An air-filled capacitor consists of two parallel plates, each with an area of 7.60 cm2, separated by a distance of 1.70 mm.
(a) If a 16.0 V potential difference is applied to these plates, calculate the electric field between the plates.
kV/m
(b) What is the surface charge density?
nC/m2
(c) What is the capacitance?
pF
(d) Find the charge on each plate.
pC
To solve this problem, we need to use the formulas and principles related to capacitors and electric fields. Let's break down the problem step by step:
(a) Electric field between the plates:
The electric field between the plates of a capacitor is given by the formula:
E = V / d
Where E is the electric field, V is the potential difference, and d is the distance between the plates.
Given values:
V = 16.0 V
d = 1.70 mm = 0.0017 m
Plugging in these values into the formula, we have:
E = 16.0 V / 0.0017 m
Calculating this expression, we find that the electric field between the plates is approximately 9411.8 V/m.
(b) Surface charge density:
The surface charge density of a capacitor is given by the formula:
σ = Q / A
Where σ is the surface charge density, Q is the charge on the plates, and A is the area of each plate.
Given values:
A = 7.60 cm² = 0.00076 m²
To find the surface charge density, we need to determine the charge on the plates.
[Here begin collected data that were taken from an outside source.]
PR #988, opened 2018-05-10
Refactor CPUWorkspaceInsertion to simplify its use in MxNet

Krovatkin:


test/cpu_fusion.cpp
```diff
@@ -1213,13 +1215,126 @@ TEST(cpu_fusion, backwards_maxpool_with_indices_n4_c1_hw4_2x2_max)
...
+    // create the backward function
+    std::vector<std::shared_ptr<ngraph::op::Parameter>> param_adjoints;
+    for (auto n : adjoints)
+        param_adjoints.push_back(std::dynamic_pointer_cast<ngraph::op::Parameter>(n));
+    back_parameters.insert(back_parameters.begin(), param_adjoints.begin(), param_adjoints.end());
+
+    return {std::make_shared<ngraph::Function>(dYdXs, back_parameters), adjoints};
+}
+
+void OptimizeGraph(std::shared_ptr<ngraph::Function>& f, std::shared_ptr<ngraph::Function> bf)
```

We will find this in part (d) and then use the value to calculate the surface charge density in this part.
(c) Capacitance:
The capacitance of a parallel plate capacitor is given by the formula:
C = ε₀ * (A / d)
Where C is the capacitance, ε₀ is the vacuum permittivity (≈ 8.85 x 10^-12 F/m), A is the area of each plate, and d is the distance between the plates.
Given values:
A = 7.60 cm² = 0.00076 m²
d = 1.70 mm = 0.0017 m
Plugging in these values into the formula, we have:
C = (8.85 x 10^-12 F/m) * (0.00076 m² / 0.0017 m)
Calculating this expression, we find that the capacitance is approximately 3.99 pF.
(d) Charge on each plate:
To find the charge on each plate, we will use the formula:
Q = C * V
Where Q is the charge on each plate, C is the capacitance, and V is the potential difference applied to the plates.
Given values:
C = 3.99 pF = 3.99 x 10^-12 F
V = 16.0 V
Plugging in these values into the formula, we have:
Q = (3.99 x 10^-12 F) * (16.0 V)
Calculating this expression, we find that the charge on each plate is approximately 6.38 pC.
So, to summarize:
(a) The electric field between the plates is approximately 9411.8 V/m.
(b) The surface charge density is dependent on the charge on the plates, which we will calculate in part (d).
(c) The capacitance is approximately 3.99 pF.
(d) The charge on each plate is approximately 6.38 pC.